:: Material supplied ::

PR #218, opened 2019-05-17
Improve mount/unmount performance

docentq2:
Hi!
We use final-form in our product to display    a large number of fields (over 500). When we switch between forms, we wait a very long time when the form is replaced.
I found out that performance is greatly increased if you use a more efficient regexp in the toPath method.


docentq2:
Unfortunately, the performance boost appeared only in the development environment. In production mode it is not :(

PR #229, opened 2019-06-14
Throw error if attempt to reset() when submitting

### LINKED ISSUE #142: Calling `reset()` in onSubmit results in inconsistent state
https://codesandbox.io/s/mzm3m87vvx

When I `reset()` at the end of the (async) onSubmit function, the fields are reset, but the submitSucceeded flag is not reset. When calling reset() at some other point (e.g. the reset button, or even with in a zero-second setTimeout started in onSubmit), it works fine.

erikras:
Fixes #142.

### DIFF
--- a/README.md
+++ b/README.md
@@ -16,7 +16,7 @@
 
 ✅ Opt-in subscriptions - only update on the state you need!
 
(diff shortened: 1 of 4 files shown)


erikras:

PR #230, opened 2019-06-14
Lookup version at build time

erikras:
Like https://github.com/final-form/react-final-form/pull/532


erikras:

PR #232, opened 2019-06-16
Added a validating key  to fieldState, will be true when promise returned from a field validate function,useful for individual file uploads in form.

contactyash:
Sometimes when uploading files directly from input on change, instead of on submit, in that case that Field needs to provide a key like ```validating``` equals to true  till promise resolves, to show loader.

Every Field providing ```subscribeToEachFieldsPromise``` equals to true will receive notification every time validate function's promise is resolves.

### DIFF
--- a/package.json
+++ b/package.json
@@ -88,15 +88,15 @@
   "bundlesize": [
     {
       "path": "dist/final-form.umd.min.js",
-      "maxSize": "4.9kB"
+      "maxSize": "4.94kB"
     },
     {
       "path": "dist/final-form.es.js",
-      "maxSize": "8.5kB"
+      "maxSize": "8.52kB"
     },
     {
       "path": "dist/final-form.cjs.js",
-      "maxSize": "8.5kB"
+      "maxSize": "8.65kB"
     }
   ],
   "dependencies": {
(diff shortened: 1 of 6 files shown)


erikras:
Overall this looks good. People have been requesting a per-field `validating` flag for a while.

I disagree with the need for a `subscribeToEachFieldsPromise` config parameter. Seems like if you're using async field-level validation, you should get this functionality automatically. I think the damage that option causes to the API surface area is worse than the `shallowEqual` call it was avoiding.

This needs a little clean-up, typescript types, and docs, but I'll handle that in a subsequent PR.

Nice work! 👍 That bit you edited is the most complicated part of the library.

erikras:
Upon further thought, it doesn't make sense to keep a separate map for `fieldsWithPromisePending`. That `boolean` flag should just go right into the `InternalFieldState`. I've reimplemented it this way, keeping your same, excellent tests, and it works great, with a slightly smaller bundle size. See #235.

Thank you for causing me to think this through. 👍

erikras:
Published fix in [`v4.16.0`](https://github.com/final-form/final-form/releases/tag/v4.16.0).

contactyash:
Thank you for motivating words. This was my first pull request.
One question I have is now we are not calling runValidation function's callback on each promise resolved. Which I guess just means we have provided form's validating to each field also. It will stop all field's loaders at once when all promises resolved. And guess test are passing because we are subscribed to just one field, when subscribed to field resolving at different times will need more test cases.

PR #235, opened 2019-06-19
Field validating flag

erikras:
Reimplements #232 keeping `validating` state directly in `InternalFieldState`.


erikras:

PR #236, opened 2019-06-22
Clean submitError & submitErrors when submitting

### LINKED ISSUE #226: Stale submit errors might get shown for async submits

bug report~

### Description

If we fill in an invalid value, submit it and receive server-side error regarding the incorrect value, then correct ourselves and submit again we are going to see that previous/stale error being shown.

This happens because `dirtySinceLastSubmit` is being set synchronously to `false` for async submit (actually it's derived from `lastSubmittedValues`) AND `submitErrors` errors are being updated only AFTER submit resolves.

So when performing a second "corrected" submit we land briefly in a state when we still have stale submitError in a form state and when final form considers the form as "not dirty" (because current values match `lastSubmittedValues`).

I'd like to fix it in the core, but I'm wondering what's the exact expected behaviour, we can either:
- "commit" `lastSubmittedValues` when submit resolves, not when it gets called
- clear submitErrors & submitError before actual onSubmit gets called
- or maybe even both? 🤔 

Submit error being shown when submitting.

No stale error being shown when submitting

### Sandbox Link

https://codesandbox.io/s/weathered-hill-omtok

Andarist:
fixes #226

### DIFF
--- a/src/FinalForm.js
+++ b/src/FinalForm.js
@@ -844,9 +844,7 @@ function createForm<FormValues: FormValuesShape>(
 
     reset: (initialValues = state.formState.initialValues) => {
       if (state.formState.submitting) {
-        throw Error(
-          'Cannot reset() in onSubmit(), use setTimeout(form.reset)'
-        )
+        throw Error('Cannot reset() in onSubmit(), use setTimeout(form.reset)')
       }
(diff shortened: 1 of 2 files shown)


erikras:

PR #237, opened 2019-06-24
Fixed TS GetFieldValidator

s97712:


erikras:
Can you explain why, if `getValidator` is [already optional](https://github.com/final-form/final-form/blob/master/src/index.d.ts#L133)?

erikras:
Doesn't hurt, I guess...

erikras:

==

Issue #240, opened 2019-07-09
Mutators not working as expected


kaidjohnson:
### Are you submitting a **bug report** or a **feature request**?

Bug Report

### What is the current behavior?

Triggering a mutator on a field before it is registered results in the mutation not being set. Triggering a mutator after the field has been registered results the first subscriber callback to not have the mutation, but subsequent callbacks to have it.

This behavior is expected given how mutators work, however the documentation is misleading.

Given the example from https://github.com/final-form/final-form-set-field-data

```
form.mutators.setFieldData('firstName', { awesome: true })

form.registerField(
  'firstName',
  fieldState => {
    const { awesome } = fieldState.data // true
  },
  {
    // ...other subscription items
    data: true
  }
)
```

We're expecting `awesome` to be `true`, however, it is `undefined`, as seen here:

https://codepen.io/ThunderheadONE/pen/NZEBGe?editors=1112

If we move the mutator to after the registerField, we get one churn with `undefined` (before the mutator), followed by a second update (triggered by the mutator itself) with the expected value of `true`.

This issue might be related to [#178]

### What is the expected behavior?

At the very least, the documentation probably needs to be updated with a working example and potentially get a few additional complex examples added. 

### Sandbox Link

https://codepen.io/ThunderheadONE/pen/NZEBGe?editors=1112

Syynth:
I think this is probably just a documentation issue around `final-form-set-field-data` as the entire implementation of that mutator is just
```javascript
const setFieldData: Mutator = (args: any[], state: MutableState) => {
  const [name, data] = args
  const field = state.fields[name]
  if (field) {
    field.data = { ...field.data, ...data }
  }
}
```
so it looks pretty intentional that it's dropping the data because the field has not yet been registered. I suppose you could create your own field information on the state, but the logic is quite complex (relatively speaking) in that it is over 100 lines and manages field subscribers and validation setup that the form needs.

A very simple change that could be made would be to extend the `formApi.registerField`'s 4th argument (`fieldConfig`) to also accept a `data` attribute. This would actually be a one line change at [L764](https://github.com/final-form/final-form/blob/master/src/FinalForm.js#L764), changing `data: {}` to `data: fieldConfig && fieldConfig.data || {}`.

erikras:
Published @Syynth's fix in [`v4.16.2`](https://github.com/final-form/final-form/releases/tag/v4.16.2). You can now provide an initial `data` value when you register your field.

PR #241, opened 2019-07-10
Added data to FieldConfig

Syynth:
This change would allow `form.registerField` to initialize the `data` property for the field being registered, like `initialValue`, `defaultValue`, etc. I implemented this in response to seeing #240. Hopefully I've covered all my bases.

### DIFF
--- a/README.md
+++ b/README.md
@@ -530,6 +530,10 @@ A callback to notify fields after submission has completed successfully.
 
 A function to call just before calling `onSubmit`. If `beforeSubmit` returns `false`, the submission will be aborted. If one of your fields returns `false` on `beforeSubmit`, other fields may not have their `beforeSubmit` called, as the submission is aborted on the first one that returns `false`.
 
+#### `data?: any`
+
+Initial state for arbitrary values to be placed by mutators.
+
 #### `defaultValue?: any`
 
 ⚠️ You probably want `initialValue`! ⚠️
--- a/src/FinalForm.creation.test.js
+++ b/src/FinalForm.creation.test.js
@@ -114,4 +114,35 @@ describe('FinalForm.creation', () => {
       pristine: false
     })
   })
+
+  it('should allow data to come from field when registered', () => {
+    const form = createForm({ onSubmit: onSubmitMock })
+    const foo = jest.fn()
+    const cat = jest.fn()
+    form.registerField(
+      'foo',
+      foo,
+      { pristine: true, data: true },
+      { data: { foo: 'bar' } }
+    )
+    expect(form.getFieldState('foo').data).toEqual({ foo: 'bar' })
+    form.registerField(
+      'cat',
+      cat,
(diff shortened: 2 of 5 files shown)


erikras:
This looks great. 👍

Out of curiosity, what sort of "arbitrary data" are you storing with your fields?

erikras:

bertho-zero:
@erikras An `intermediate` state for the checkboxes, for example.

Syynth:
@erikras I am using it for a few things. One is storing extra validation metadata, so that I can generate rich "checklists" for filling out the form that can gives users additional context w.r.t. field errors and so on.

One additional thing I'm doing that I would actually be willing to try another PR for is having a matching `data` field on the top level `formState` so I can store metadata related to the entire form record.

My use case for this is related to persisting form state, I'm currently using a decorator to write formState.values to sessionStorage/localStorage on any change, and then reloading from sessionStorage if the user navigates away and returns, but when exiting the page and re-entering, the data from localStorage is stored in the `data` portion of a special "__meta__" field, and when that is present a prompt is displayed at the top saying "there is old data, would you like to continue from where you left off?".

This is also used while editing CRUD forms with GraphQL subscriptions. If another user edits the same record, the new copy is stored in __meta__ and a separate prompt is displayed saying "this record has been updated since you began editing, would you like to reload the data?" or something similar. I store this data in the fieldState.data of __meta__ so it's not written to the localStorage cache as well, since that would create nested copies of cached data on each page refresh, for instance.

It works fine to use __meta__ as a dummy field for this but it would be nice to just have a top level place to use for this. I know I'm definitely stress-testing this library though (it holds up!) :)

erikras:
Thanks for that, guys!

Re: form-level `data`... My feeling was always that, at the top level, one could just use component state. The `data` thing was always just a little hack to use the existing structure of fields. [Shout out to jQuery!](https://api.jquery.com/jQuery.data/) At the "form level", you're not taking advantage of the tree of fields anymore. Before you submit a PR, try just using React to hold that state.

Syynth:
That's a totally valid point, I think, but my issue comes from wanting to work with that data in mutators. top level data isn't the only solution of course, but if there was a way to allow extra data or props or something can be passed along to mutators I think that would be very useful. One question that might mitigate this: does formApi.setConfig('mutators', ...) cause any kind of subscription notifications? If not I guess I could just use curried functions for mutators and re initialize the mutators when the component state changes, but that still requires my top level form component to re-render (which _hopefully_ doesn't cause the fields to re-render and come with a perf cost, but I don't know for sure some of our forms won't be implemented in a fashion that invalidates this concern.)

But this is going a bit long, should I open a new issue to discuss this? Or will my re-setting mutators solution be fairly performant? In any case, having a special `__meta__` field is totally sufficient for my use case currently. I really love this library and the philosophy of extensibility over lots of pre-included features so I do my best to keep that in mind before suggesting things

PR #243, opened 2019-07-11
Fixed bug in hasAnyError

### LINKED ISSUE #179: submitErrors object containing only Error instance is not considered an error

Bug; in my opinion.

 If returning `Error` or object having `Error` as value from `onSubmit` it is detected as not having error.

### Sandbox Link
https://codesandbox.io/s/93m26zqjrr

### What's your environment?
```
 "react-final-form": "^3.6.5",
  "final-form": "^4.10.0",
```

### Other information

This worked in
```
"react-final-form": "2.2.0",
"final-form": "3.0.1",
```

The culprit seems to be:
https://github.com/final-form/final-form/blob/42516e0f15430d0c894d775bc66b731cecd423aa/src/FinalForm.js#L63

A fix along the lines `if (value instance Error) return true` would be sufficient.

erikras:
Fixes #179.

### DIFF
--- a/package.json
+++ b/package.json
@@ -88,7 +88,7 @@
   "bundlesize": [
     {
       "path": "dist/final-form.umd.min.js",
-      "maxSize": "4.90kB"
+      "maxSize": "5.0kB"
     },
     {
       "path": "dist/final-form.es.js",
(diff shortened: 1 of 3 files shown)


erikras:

--

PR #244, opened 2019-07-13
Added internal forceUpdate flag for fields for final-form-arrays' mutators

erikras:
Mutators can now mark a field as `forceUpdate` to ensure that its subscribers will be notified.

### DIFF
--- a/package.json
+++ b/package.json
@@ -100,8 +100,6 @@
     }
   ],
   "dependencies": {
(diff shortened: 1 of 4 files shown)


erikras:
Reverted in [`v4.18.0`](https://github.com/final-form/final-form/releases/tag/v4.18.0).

:: Task item ::
Pull out every line in the data above that has the word "shortened".

:: Answer to the problem ::
(diff shortened: 1 of 4 files shown)
(diff shortened: 1 of 6 files shown)
(diff shortened: 1 of 2 files shown)
(diff shortened: 2 of 5 files shown)
(diff shortened: 1 of 3 files shown)
(diff shortened: 1 of 4 files shown)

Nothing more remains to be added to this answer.